(Stored items)
Issue #348, opened 2026-08-14
Split managed containers from external sources


Destrayon:
## What

Split the single `Container` concept into three: **Connection** (an admin-registered credential for an external provider), **Source** (a read-only scope inside a connection that Connapse ingests), and **Container** (Connapse's own managed storage — the only thing that stays browsable and mutable).

Design spec: `docs/superpowers/specs/2026-08-13-connector-source-split-design.md`

## Why

Today every container is presented identically, whether it is managed storage or a mirror of S3, Azure Blob, or a local filesystem. All of them land in one grid on `Home.razor` and open the same file browser. Three problems follow:

1. **It implies ownership Connapse does not have.** Rendering an S3 bucket as a browsable folder tree tells the user these are Connapse's files. They are someone else's, mirrored at best.
2. **It leaks permissions.** The file tree exposes every synced object to any Connapse user regardless of whether they could see it in the source system. Browsing is a far wider surface than search results, which already pass through `CloudScopeService`.
3. **It clutters the mental model.** Synced buckets compete with real managed containers in the same list.

Writes are *already* gated by `ContainerWriteGuard`. The gap is presentation, not mutation.

## How

Five phases, each independently shippable and each leaving `main` in a working state:

- [x] #349 — Phase 1: Schema and stores (2 PRs) — merged in #355 and #356
- [x] #350 — Phase 2: Backfill and compatibility read — merged in #359
- [x] #351 — Phase 3: Connector contract and sync engine (3 PRs)
- [x] #352 — Phase 4: Sources and Connections UI (3 PRs)
- [x] #353 — Phase 5: Remove compatibility shims (1 PR)

Phases are the unit of scheduling; PRs are the unit of review. Three phases exceed the 300-line norm and land as multiple PRs, using `Part of #<phase>` on intermediate PRs and `Closes #<phase>` on the last. Roughly ten PRs total, merged to `main` as they land rather than stacked on a long-lived epic branch.

### Key decisions from the spec

- **A separate `sources` table, not a `Kind` discriminator on `containers`.** A discriminator leaves sources carrying a folder tree they must never have, forces five permanently-NULL columns onto managed rows, and lets the schema express nonsense like `Kind=Managed, ConnectorType=S3`.
- **Filesystem becomes a source** and loses its `AllowUpload`/`AllowDelete`/`AllowCreateFolder` flags. The rule becomes uniform: if Connapse does not own the bytes, you do not mutate them through Connapse.
[...]

PR #359, opened 2026-08-15
feat(storage): backfill external containers into connections and sources

### LINKED ISSUE #350: Phase 2 — Backfill external containers into sources with compatibility read
Part of #348. Blocked by #349.

## What

Migrate every non-managed container into a connection plus source pair, repoint its documents to `source_id`, and delete its folder rows. Container endpoints keep serving them through a compatibility read for the duration of the window.

## Why

This is the only genuinely irreversible step in #348. It ships while the old read path still works, so a bad backfill is a rollback rather than an outage.

## How

Single PR, ~300 lines.

- One connection per distinct `(ConnectorType, credential set)`; one source per migrated container. `ConnectionProvider` values match `ConnectorType`, so the mapping is a direct cast.
- Transactional and resumable **per container** — a partial run must not leave a corrupt state.
- Folder rows for migrated containers are deleted; sources have no folder tree.
- Compatibility read: container endpoints resolve an id against `containers` first, then `sources`, so existing links and agent calls keep working.

## Done when

An install seeded with pre-existing S3, Azure Blob, and Filesystem containers returns **identical search results before and after** the backfill, verified by a dedicated integration test that seeds an old-shape database, runs the backfill, and asserts document counts, vector counts, and search parity. That test is what makes this phase safe to ship.

Destrayon:
Closes #350. Phase 2 of #348 — the one irreversible step in the epic.

## What

Migrates every non-managed container into a connection + source pair, repoints its documents to `source_id`, deletes its folder rows, and keeps pre-migration container IDs resolving through a compatibility read. Runs once at startup and is idempotent.

Plan: `docs/superpowers/plans/2026-08-14-connector-source-split-phase-2.md` (#358)

## Why

Phase 1 built the schema with no consumers. This is the step that actually moves data, so it ships while the old read path still works — a bad backfill is a rollback rather than an outage.

## How

**Migrated sources reuse the container's GUID.** This is the entire safety argument. `documents.owner_id` is a stored generated column, `COALESCE(container_id, source_id)`, so moving a document from one column to the other *under the same GUID* leaves `owner_id` byte-identical. Consequences:

- `chunks` and `chunk_vectors` — which denormalize that same owner — need **zero writes**, so no IVFFlat reindex on the largest table in the system.
- Search parity holds **by construction** rather than by careful copying.
- IDs held by agent prompts, CLI scripts, and bookmarks still resolve.

The alternative (fresh GUIDs plus an ID map) would have required rewriting owner columns across every chunk and vector row.

**Connections deduplicate by credential identity, not per container.** Ten buckets in one region under one role become one connection with ten sources. Dedup is by a deterministic connection name backed by the unique index on `connections.name`. Comparing the stored `ConfigJson` instead would silently fail — Postgres `jsonb` normalizes property order and whitespace, so it does not round-trip to what `JsonSerializer` emitted, and every container would get its own connection.

**No backfilled connection carries a secret.** S3 uses `DefaultAWSCredentials` or an assumed role, Azure uses managed identity, Filesystem needs none — so the migration never touches DataProtection.

**Failure handling.** Transactional per container with a fresh `DbContext` each, so one malformed legacy config cannot poison the batch; failures are collected and reported. The startup hook never blocks boot on failure, because the compatibility read means an un-migrated install still serves every request correctly.

### Deviation from the plan

The plan called for a `kind` discriminator on container responses. I did not add it: that changes the shape of *every* container response, which is an API contract change belonging with the MCP/REST work in #351. Instead the compatibility read projects a migrated source into the existing `Container` shape, so clients see an unchanged body. The fallback is also **reads only** — deleting or syncing a source through the containers route still 404s, which seems correct rather than accidental.

## Testing

**1053 tests pass, 0 failures** (766 unit, 287 integration). 20 new, all written test-first.

Automated coverage: config mapping and dedup-key stability; ID preservation; document repointing with `owner_id` unchanged; folder deletion; shared-credential dedup; managed containers untouched; idempotency on a second run; the compatibility read resolving a migrated ID and still 404ing an unknown one; and three parity tests asserting chunk, vector, and document ownership are unchanged and embeddings survive byte-identical.

**Manual verification against real pre-existing data**, since Testcontainers always starts empty and that is where a migration actually bites. Provisioned a pgvector instance, seeded five containers (two S3 sharing a region, one Azure, one Filesystem, one managed) plus documents, a chunk, an embedding, and a folder row, then ran the application against it:

```
containers remaining:  managed-keep only
sources created:       4, all with their original GUIDs
connections:           3 — s3-alpha and s3-beta correctly share s3-us-east-1
secrets:               none (no_secret = t on all three)
documents:             owner_id identical to the old container_id on every row
chunks/vectors:        owner untouched, embedding still [1,0,0]
folders:               0 remaining for the migrated container
```

### DIFF
--- a/src/Connapse.Core/Interfaces/IConnectorConfigMapper.cs
+++ b/src/Connapse.Core/Interfaces/IConnectorConfigMapper.cs
@@ -1,0 +1,13 @@
+namespace Connapse.Core.Interfaces;
+
+public interface IConnectorConfigMapper
+{
+    /// <summary>
+    /// Splits a legacy containers.connector_config blob into the connection identity
+    /// (credential + endpoint, shared across containers) and the source scope (the
+    /// specific bucket/prefix/subpath this container pointed at).
+    /// Throws ArgumentException for ManagedStorage, which is never migrated.
+    /// </summary>
+    (ConnectionIdentity Connection, string ScopeJson) Map(
+        ConnectorType type, string? connectorConfig, string containerName);
+}
--- a/src/Connapse.Core/Models/BackfillModels.cs
+++ b/src/Connapse.Core/Models/BackfillModels.cs
@@ -1,0 +1,27 @@
+namespace Connapse.Core;
+
+/// <summary>
+/// The credential-and-endpoint identity of a connection, extracted from a legacy
+/// container's connector config. DedupKey is what decides whether two migrated
+/// containers share one connection: it covers the credential and endpoint only,
+/// never the scope (bucket, blob container, subpath).
+/// </summary>
+public record ConnectionIdentity(
+    ConnectionProvider Provider,
+    string DedupKey,
+    string Name,
+    string? ConfigJson);
+
+public record BackfillPlanItem(
+    Guid ContainerId,
+    string ContainerName,
+    ConnectorType ConnectorType,
+    ConnectionIdentity Connection,
+    string ScopeJson);
+
+public record BackfillReport(
+    int ContainersMigrated,
+    int ConnectionsCreated,
+    int DocumentsRepointed,
+    int FoldersDeleted,
+    IReadOnlyList<string> Failures);
--- a/src/Connapse.Storage/Backfill/ConnectorConfigMapper.cs
+++ b/src/Connapse.Storage/Backfill/ConnectorConfigMapper.cs
@@ -84,6 +84,15 @@ public class ConnectorConfigMapper : IConnectorConfigMapper
     /// config JSON instead — Postgres jsonb normalizes property order and whitespace on
     /// storage, so a round-tripped blob will not match what JsonSerializer produced and
     /// every container would end up with its own connection.
+    /// <para>
+    /// The readable slug alone is NOT safe to key on, because slugification is lossy in
+    /// two ways: every non-alphanumeric character collapses to '-' (so the distinct roles
+    /// ".../role/a" and ".../role-a" both become "role-a"), and the result is truncated to
+    /// varchar(128) (so two long ARNs differing only near the end would match). Either
+    /// collision would silently attach a source to another credential's connection. The
+    /// hash suffix makes the name injective with respect to the dedup key, and is appended
+    /// after truncation so it always survives.
+    /// </para>
     /// </summary>
     private static string NameFor(string provider, string dedupKey, string containerName)
     {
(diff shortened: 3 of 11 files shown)


Destrayon:
## Codex adversarial review

Ran an adversarial review against `main` focused on the irreversible parts: GUID reuse, transactional correctness, dedup, replica concurrency, and the compatibility read. Verdict was **needs-attention** with three `[high]` findings. Two were real and are fixed in a1a43b6; one was a misread.

### 1. Name-only dedup can attach a source to the wrong credentials — **valid, fixed**

The stated mechanism was slightly off — the connection name *does* encode the credential fields, since it is derived from the dedup key (`s3|{region}|{roleArn}`), so "two containers targeting the same named endpoint with different roles" already produced different keys. But the underlying concern was correct, because **slugification is lossy in two ways**:

- Every non-alphanumeric character collapses to `-`, so the genuinely distinct roles `arn:aws:iam::1:role/a` and `arn:aws:iam::1:role-a` both became `s3-us-east-1-arn-aws-iam-1-role-a`.
- The result is truncated to `varchar(128)`, so two long ARNs differing only near the end collided.

Either collision would silently bind the second source to the first connection and inherit the wrong credentials — exactly the failure described. Fixed by appending an 8-hex-char SHA-256 discriminator of the dedup key, applied *after* truncation so it always survives. Two regression tests cover both collision shapes.

### 2. Two replicas can race the irreversible backfill — **valid, fixed**

Correct. Every replica ran this at startup with no coordination, and the read-then-create path for connections is not concurrency-safe: two replicas migrating *different* containers that map to the same connection can both observe none and race. `RunAsync` now takes a `pg_try_advisory_lock` for the whole batch. It is non-blocking by design, so a losing replica skips entirely rather than partially migrating, and the winner does the work. New integration test holds the lock on a separate connection and asserts the second caller migrates nothing and leaves the container untouched.

### 3. Rollback does not reset the reused DbContext — **refuted**

This one misread the scope. The `DbContext` is not reused across containers:

```csharp
foreach (var row in legacy)
{
    try
    {
        ...
        // Fresh context per container so one failure cannot poison the next.
        await using var perItem = await factory.CreateDbContextAsync(ct);
        await using var tx = await perItem.Database.BeginTransactionAsync(ct);
```

`perItem` is created inside the loop body and disposed each iteration, so there is no surviving change-tracker state for a rollback to corrupt. The outer context is used only for the initial `AsNoTracking` read.

The review did confirm the thing actually worth confirming here: `ExecuteUpdateAsync` and `ExecuteDeleteAsync` do participate in the ambient `BeginTransactionAsync` scope when issued from the same `DbContext`.

## Testing

All **1056 tests pass, 0 failures** (769 unit, 288 integration) — 3 new for these fixes.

* _PROBLEM DETAILS_:
Count the lines in the records above that contain the word "pair", and reply with only that number.

* _RESULT_:
2